(Task inputs)

PR #3138, opened 2024-10-09
frontend: Set theme spacing

septum:
### Description

- Set the theme spacing
- Create and export a `ThemeSpacing` enum

### Testing Performed

Manual testing

### DIFF
--- a/frontend/packages/core/src/Theme/theme.tsx
+++ b/frontend/packages/core/src/Theme/theme.tsx
@@ -15,6 +15,35 @@ declare module "@emotion/react" {
   export interface Theme extends MuiTheme {}
 }
 
+declare module "@mui/material/styles" {
+  interface Theme {
+    clutch: {
+      spacing: {
+        none: number;
+        xs: number;
+        sm: number;
+        base: number;
+        md: number;
+        lg: number;
+        xl: number;
+      };
+    };
+  }
+  interface ThemeOptions {
+    clutch: {
+      spacing: {
+        none: number;
+        xs: number;
+        sm: number;
+        base: number;
+        md: number;
+        lg: number;
+        xl: number;
+      };
+    };
+  }
+}
+
 // Create a Material UI theme is propagated to all children.
 const createTheme = (variant: ThemeVariant): MuiTheme => {
   return createMuiTheme({
@@ -23,6 +52,17 @@ const createTheme = (variant: ThemeVariant): MuiTheme => {
     // `8` is the default scaling factor in MUI, we are setting it again to make it explicit
     // https://v5.mui.com/material-ui/customization/spacing/
     spacing: 8,
+    clutch: {
+      spacing: {
+        none: 0,
+        xs: 0.5,
+        sm: 1,
+        base: 2,
+        md: 3,
+        lg: 4,
+        xl: 5,
+      },
+    },
     transitions: {
       // https://material-ui.com/getting-started/faq/#how-can-i-disable-transitions-globally
       create: () => "none",
--- a/frontend/packages/core/src/Theme/theme.tsx
+++ b/frontend/packages/core/src/Theme/theme.tsx
@@ -20,6 +20,9 @@ const createTheme = (variant: ThemeVariant): MuiTheme => {
   return createMuiTheme({
     colors: clutchColors(variant),
     palette: palette(variant),
+    // `8` is the default scaling factor in MUI, we are setting it again to make it explicit
+    // https://v5.mui.com/material-ui/customization/spacing/
+    spacing: 8,
     transitions: {
       // https://material-ui.com/getting-started/faq/#how-can-i-disable-transitions-globally
       create: () => "none",
--- a/frontend/packages/core/src/Theme/types.tsx
+++ b/frontend/packages/core/src/Theme/types.tsx
@@ -41,3 +41,12 @@ export interface ClutchColors {
 }
 
 export type ComponentState = "hover" | "focused" | "pressed" | "selected" | "disabled";
+
+export enum ThemeSpacing {
+  None = 0,
+  ExtraSmall = 0.5,
+  Small = 1,
+  Base,
+  Medium,
+  Large,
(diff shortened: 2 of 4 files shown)


frontend/packages/core/src/Theme/types.tsx
```diff
@@ -41,3 +41,12 @@ export interface ClutchColors {
...
 
 export type ComponentState = "hover" | "focused" | "pressed" | "selected" | "disabled";
+
+export enum ThemeSpacing {
+  None = 0,
+  ExtraSmall = 0.5,
+  Small = 1,
+  Base,
+  Medium,
+  Large,
```
jdslaugh, line 51: What do these represent?

frontend/packages/core/src/Theme/types.tsx
```diff
@@ -41,3 +41,12 @@ export interface ClutchColors {
 }
 
 export type ComponentState = "hover" | "focused" | "pressed" | "selected" | "disabled";
+
+export enum ThemeSpacing {
+  None = 0,
+  ExtraSmall = 0.5,
+  Small = 1,
```
jdslaugh, line 48: I assume the numbers would be like `0.5 * 8`?

frontend/packages/core/src/Theme/types.tsx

(End Task inputs)

**Exercise instructions:** Every entry should be output again exactly as written.

**Result of this exercise:**
PR #3138, opened 2024-10-09
frontend: Set theme spacing

septum:
### Description

- Set the theme spacing
- Create and export a `ThemeSpacing` enum

### Testing Performed

Manual testing

### DIFF
--- a/frontend/packages/core/src/Theme/theme.tsx
+++ b/frontend/packages/core/src/Theme/theme.tsx
@@ -15,6 +15,35 @@ declare module "@emotion/react" {
   export interface Theme extends MuiTheme {}
 }
 
+declare module "@mui/material/styles" {
+  interface Theme {
+    clutch: {
+      spacing: {
+        none: number;
+        xs: number;
+        sm: number;
+        base: number;
+        md: number;
+        lg: number;
+        xl: number;
+      };
+    };
+  }
+  interface ThemeOptions {
+    clutch: {
+      spacing: {
+        none: number;
+        xs: number;
+        sm: number;
+        base: number;
+        md: number;
+        lg: number;
+        xl: number;
+      };
+    };
+  }
+}
+
 // Create a Material UI theme is propagated to all children.
 const createTheme = (variant: ThemeVariant): MuiTheme => {
   return createMuiTheme({
@@ -23,6 +52,17 @@ const createTheme = (variant: ThemeVariant): MuiTheme => {
     // `8` is the default scaling factor in MUI, we are setting it again to make it explicit
     // https://v5.mui.com/material-ui/customization/spacing/
     spacing: 8,
+    clutch: {
+      spacing: {
+        none: 0,
+        xs: 0.5,
+        sm: 1,
+        base: 2,
+        md: 3,
+        lg: 4,
+        xl: 5,
+      },
+    },
     transitions: {
       // https://material-ui.com/getting-started/faq/#how-can-i-disable-transitions-globally
       create: () => "none",
--- a/frontend/packages/core/src/Theme/theme.tsx
+++ b/frontend/packages/core/src/Theme/theme.tsx
@@ -20,6 +20,9 @@ const createTheme = (variant: ThemeVariant): MuiTheme => {
   return createMuiTheme({
     colors: clutchColors(variant),
     palette: palette(variant),
+    // `8` is the default scaling factor in MUI, we are setting it again to make it explicit
+    // https://v5.mui.com/material-ui/customization/spacing/
+    spacing: 8,
     transitions: {
       // https://material-ui.com/getting-started/faq/#how-can-i-disable-transitions-globally
       create: () => "none",
--- a/frontend/packages/core/src/Theme/types.tsx
+++ b/frontend/packages/core/src/Theme/types.tsx
@@ -41,3 +41,12 @@ export interface ClutchColors {
 }
 
 export type ComponentState = "hover" | "focused" | "pressed" | "selected" | "disabled";
+
+export enum ThemeSpacing {
+  None = 0,
+  ExtraSmall = 0.5,
+  Small = 1,
+  Base,
+  Medium,
+  Large,
(diff shortened: 2 of 4 files shown)


frontend/packages/core/src/Theme/types.tsx
```diff
@@ -41,3 +41,12 @@ export interface ClutchColors {
...
 
 export type ComponentState = "hover" | "focused" | "pressed" | "selected" | "disabled";
+
+export enum ThemeSpacing {
+  None = 0,
+  ExtraSmall = 0.5,
+  Small = 1,
+  Base,
+  Medium,
+  Large,
```
jdslaugh, line 51: What do these represent?

frontend/packages/core/src/Theme/types.tsx
```diff
@@ -41,3 +41,12 @@ export interface ClutchColors {
 }
 
 export type ComponentState = "hover" | "focused" | "pressed" | "selected" | "disabled";
+
+export enum ThemeSpacing {
+  None = 0,
+  ExtraSmall = 0.5,
+  Small = 1,
```
jdslaugh, line 48: I assume the numbers would be like `0.5 * 8`?

frontend/packages/core/src/Theme/types.tsx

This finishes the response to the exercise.